How did I go my whole, Bette Davis-loving life without having seen this clip?!
It’s Bette Davis at the 1963 Cannes Film Festival, sans co-star Joan Crawford, for the festival screening of Whatever Happened to Baby Jane?. It’s worth putting into context: it was at the Cannes Film Festival where her eldest daughter B.D. met future husband Jeremy Hyman, whose influence over B.D. was cited by Bette as a reason for her daughter’s eventual betrayal. But don’t let that spoil anything, for this is Miss Davis at her absolute best: flamboyant yet humble, intelligent yet unpretentious, regal yet professional. She’s bursting with her trademark New England energy, but still manages to take us all to Old Hollywood with two of her most dramatic cigarette lightings EVER!

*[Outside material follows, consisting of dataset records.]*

PR #212, opened 2021-03-15
memory_issue_fix

### LINKED ISSUE #210: Postprocessing MAX_PARQUET_MEMORY too high?
Hello there,

I'm encountering nasty Dask errors with the current `MAX_PARQUET_MEMORY` setting when postprocessing results. When the codes reaches the parquet timeseries step, several warnings are printed:
```
distributed.worker - WARNING - Memory use is high but worker has no data to store to disk.  Perhaps some other process is leaking memory?  Process memory: 6.19 GB -- Worker memory limit: 6.33 GB  
```
Then eventually the script fails with the following error:
```
distributed.scheduler.KilledWorker: ("('from-delayed-read_and_concat_enduse_timeseries_parquet-set_index-9bdd5f8bca01636a0a0ff8d724e3093a-index-5ad59557d04-1781', 25)", <Worker 'tcp://127.0.0.1:34983', name: 4, memory: 0, processing: 4>)
```

Looking at the code below, I wonder if `MAX_PARQUET_MEMORY` should be determined as a function of how many CPUs dask will utilize and the total available RAM? 

https://github.com/NREL/buildstockbatch/blob/94597284e6a61521bd94358f015501b701f3eb1c/buildstockbatch/postprocessing.py#L335-L338

In my case, reducing this parameter from `1E9` to `2E8` avoided any further failures.

rajeee:
Fixes #210 .

## Pull Request Description

The v0.19 postprocessing has been failing on eagle with issue #210 when trying to postprocess the recent restock runs with schedules. After series of debugging session, it seems like dask and eagle's nodes/process just don't work well together.
This pull request does a few things:
1. Reduces the number of process and threads on each nodes to just 1. This was necessary to avoid memory issues. Probably Dask's multiprocess/multithread memory management is causing problems.
2. Instead of using a giant dask datafarame created from list of delayed objects, to write all of the parquet files using single command, it uses a simple list of delayed function that reads a group of parquet files, combines them and writes them. This was necessary to avoid communication/memory issue we were having while using the giant dask dataframe.
3. Exposes the postprocessing node memory size in the yaml. 
4. Adds a "keep_intermediate_files" boolean option in the yaml. Intermediate files are very useful during debugging and sometimes also useful in use cases where individual simulation output timeseries is required.

Oh, I also did some benchmarking for the optimal size of the aggregated parquet files. Looks like both 1GB and 4GB (the new default) is good.
image
Query1: SELECT "build_existing_model.state" as state, sum("total_site_electricity_kwh") as total_energy FROM "test_runs"."<test_table>_timeseries" join  "<test_table>" on "<test_table>_timeseries"."building_id" = "<test_table>_baseline"."building_id"  group by 1 order by 1;
Query2: SELECT count(*) from "test_runs"."<test_table>_timeseries";

## Checklist

Not all may apply

### DIFF
--- a/buildstockbatch/eagle.py
+++ b/buildstockbatch/eagle.py
@@ -494,7 +494,8 @@ class EagleBatch(BuildStockBatchBase):
         # Configuration values
         account = self.cfg['eagle']['account']
         walltime = self.cfg['eagle'].get('postprocessing', {}).get('time', '1:30:00')
-
+        memory = self.cfg['eagle'].get('postprocessing', {}).get('memory', 85248)
+        print(f"Submitting job to {memory}MB memory nodes.")
         # Throw an error if the files already exist.
         if not upload_only:
             for subdir in ('parquet', 'results_csvs'):
@@ -530,7 +531,7 @@ class EagleBatch(BuildStockBatchBase):
             '--output=postprocessing.out',
             '--nodes=1',
             ':',
-            '--mem=180000',
+            '--mem={}'.format(memory),
             '--output=dask_workers.out',
             '--nodes={}'.format(self.cfg['eagle'].get('postprocessing', {}).get('n_workers', 2)),
             eagle_post_sh
@@ -599,7 +600,6 @@ def user_cli(argv=sys.argv[1:]):
     '''
     This is the user entry point for running buildstockbatch on Eagle
     '''
-
     # set up logging, currently based on within-this-file hard-coded config
     logging.config.dictConfig(logging_config)
 
--- a/buildstockbatch/eagle.py
+++ b/buildstockbatch/eagle.py
@@ -519,6 +519,7 @@ class EagleBatch(BuildStockBatchBase):
         env['MY_CONDA_ENV'] = os.environ['CONDA_PREFIX']
         env['OUT_DIR'] = self.output_dir
         env['UPLOADONLY'] = str(upload_only)
+        env['MEMORY'] = str(memory)
         here = os.path.dirname(os.path.abspath(__file__))
         eagle_post_sh = os.path.join(here, 'eagle_postprocessing.sh')
 
@@ -526,7 +527,7 @@ class EagleBatch(BuildStockBatchBase):
             'sbatch',
             '--account={}'.format(account),
             '--time={}'.format(walltime),
-            '--export=PROJECTFILE,MY_CONDA_ENV,OUT_DIR,UPLOADONLY',
+            '--export=PROJECTFILE,MY_CONDA_ENV,OUT_DIR,UPLOADONLY,MEMORY',
             '--job-name=bstkpost',
             '--output=postprocessing.out',
             '--nodes=1',
--- a/buildstockbatch/eagle.py
+++ b/buildstockbatch/eagle.py
@@ -494,7 +494,7 @@ class EagleBatch(BuildStockBatchBase):
         # Configuration values
         account = self.cfg['eagle']['account']
         walltime = self.cfg['eagle'].get('postprocessing', {}).get('time', '1:30:00')
-        memory = self.cfg['eagle'].get('postprocessing', {}).get('memory', 85248)
+        memory = self.cfg['eagle'].get('postprocessing', {}).get('node_memory_mb', 85248)
         print(f"Submitting job to {memory}MB memory nodes.")
         # Throw an error if the files already exist.
         if not upload_only:
--- a/buildstockbatch/postprocessing.py
+++ b/buildstockbatch/postprocessing.py
@@ -9,7 +9,6 @@ A module containing utility functions for postprocessing
 :copyright: (c) 2018 by The Alliance for Sustainable Energy
 :license: BSD-3
 """
-import traceback
 import boto3
 import dask.bag as db
 from dask.distributed import performance_report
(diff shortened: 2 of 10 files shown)


buildstockbatch/eagle.py
```diff
@@ -494,7 +494,8 @@ def queue_post_processing(self, after_jobids=[], upload_only=False, hipri=False)
         # Configuration values
         account = self.cfg['eagle']['account']
         walltime = self.cfg['eagle'].get('postprocessing', {}).get('time', '1:30:00')
-
+        memory = self.cfg['eagle'].get('postprocessing', {}).get('memory', 85248)
```
nmerket: Is this right? I don't see a `memory` key in the postprocessing spec in the schema. Is this supposed to be

```suggestion
        memory = self.cfg['eagle'].get('postprocessing', {}).get('node_memory_mb', 85248)
```

buildstockbatch/postprocessing.py
```diff
@@ -218,17 +218,28 @@ def read_results_json(fs, filename):
...
+    try:
+        with fs.open(filename, 'rb') as f:
+            df = pd.read_parquet(f, engine='pyarrow')
+        building_id = int(re.search(r'bldg(\d+).parquet', filename).group(1))
+        df['building_id'] = building_id
+        for col in set(all_cols).difference(df.columns.values):
+            df[col] = np.nan
+        return df[all_cols]
+    except Exception:
+        return pd.DataFrame(columns=[all_cols]+['building_id'])
```
nmerket: This is a pretty broad `except` block. It looks like it just returns an empty dataframe with the appropriate columns if anything goes wrong. Intentionally creating these kinds of silent errors is troubling because it means that there could be major problems with reading some of the parquet files and the user will not know and think everything is fine.

buildstockbatch/postprocessing.py
```diff
@@ -330,32 +341,39 @@ def combine_results(fs, results_dir, cfg, do_timeseries=True):
...
+            total_mem = mean_mem * len(ts_filenames) / 1e6  # total_mem in MB
 
             # Determine how many files should be in each partition and group the files
-            npartitions = math.ceil(total_mem / MAX_PARQUET_MEMORY)  # 1 GB per partition
+            parquet_memory = int(cfg['eagle'].get('postprocessing', {}).get('parquet_memory_mb', MAX_PARQUET_MEMORY))
+            logger.info(f"Max parquet memory: {parquet_memory} MB")
+            npartitions = math.ceil(total_mem / parquet_memory)
             npartitions = min(len(ts_filenames), npartitions)  # cannot have less than one file per partition
             ts_files_in_each_partition = np.array_split(ts_filenames, npartitions)
+            N = len(ts_files_in_each_partition[0])
```
nmerket: Minor thing, but usually a variable written in `ALL_CAPS` is understood to be a constant in python. `CamelCase` is a class. This looks to be a regular variable which are usually `lower_snake_case`. It's not clear from the variable name what this is. Maybe a more descriptive name would be helpful.

nmerket (changes requested):
Looks pretty good. A few comments below. Could use some documentation updates and something in the changelog.

This reminds me I need to get things set up to have multiple versions of the docs published at the same time.

buildstockbatch/eagle.py
rajeee: Good catch! Thanks. I had named it 'memory' at first but changed it to node_memory_mb to distinguish it from 'parquet_memory_mb'. Forgot to change it here, and it silently passed my test runs cause it just used the default.

buildstockbatch/postprocessing.py
rajeee: Yeah, agreed it could mask errors. But I think a few times there was an issue reading a handful of parquet files that resulted in crashing everything, so I thought it might be a good idea to assemble whatever can be assembled. Do you think it would be okay to have this try-except if we only wrap the read_parquet call?

buildstockbatch/postprocessing.py
rajeee: point taken :). Thanks. I have a propensity to use big N for counts of any sort. I will change the name.

buildstockbatch/postprocessing.py
nmerket: I figured that's why you had this here. I don't know if it functionally matters much to only wrap the read_parquet call rather than do this. My primary concern is that this will silently omit data the user is expecting. That could mess up results. Right now at least the user knows something went wrong because they don't get their results. Could we put some sort of error message in the postprocessing (or other relevant) log file saying, "building_id = x, upgrade = y failed to load parquet"? They still might miss that, but it would be documented somewhere. It would be better than what we have now, which is an obtuse error with very little to go on to find the problem.

rajeee: @nmerket I started working on the solution you proposed of logging the buildings we failed to read the timeseries, but then realized we would have to do it at multiple places. If there is any corrupted parquet it would fail here first: https://github.com/NREL/buildstockbatch/blob/1cd0349759324e93348ce91d1c3ee59e683af8f3/buildstockbatch/postprocessing.py#L281

And, the corrupted parquet (or not being able to read from disk) is something I have seen only a couple of times when the eagle was having an issue, so it may not be worthwhile to account for that. Even if we need to handle that, maybe not in this PR. So, I have removed all such handling.

nmerket (approved):
Looks good. Thanks for making these changes!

Bette Davis was of French and English/Welsh descent, and she seemed to credit her (maternal) French ancestry with her passionate, romantic side in her trio of autobiographies. No doubt she gave much credit to her French side for her great appreciation of the arts, and in 1986 she was awarded by the French Minister of Culture for her contribution to the art of cinema. On May 22nd of that year, she brought her medal to The Tonight Show for her first sit-down with Johnny Carson since a catastrophic string of ailments coincided with her 75th birthday: a double mastectomy, a stroke, a broken hip, and, most devastating of all, the publication of a vicious tell-all-lies book by her beloved (and evil?) daughter, B.D. Hyman. Although she never let go of the pain of what her (yes, evil) daughter did to her, she wrote in her bestselling 1987 memoir This ‘N That that she was “having a ball” with Johnny Carson on this night. And boy do we have a ball watching her! (The interview is divided over several clips, but at 1:58 you'll see the award—and how honored she was to receive it!)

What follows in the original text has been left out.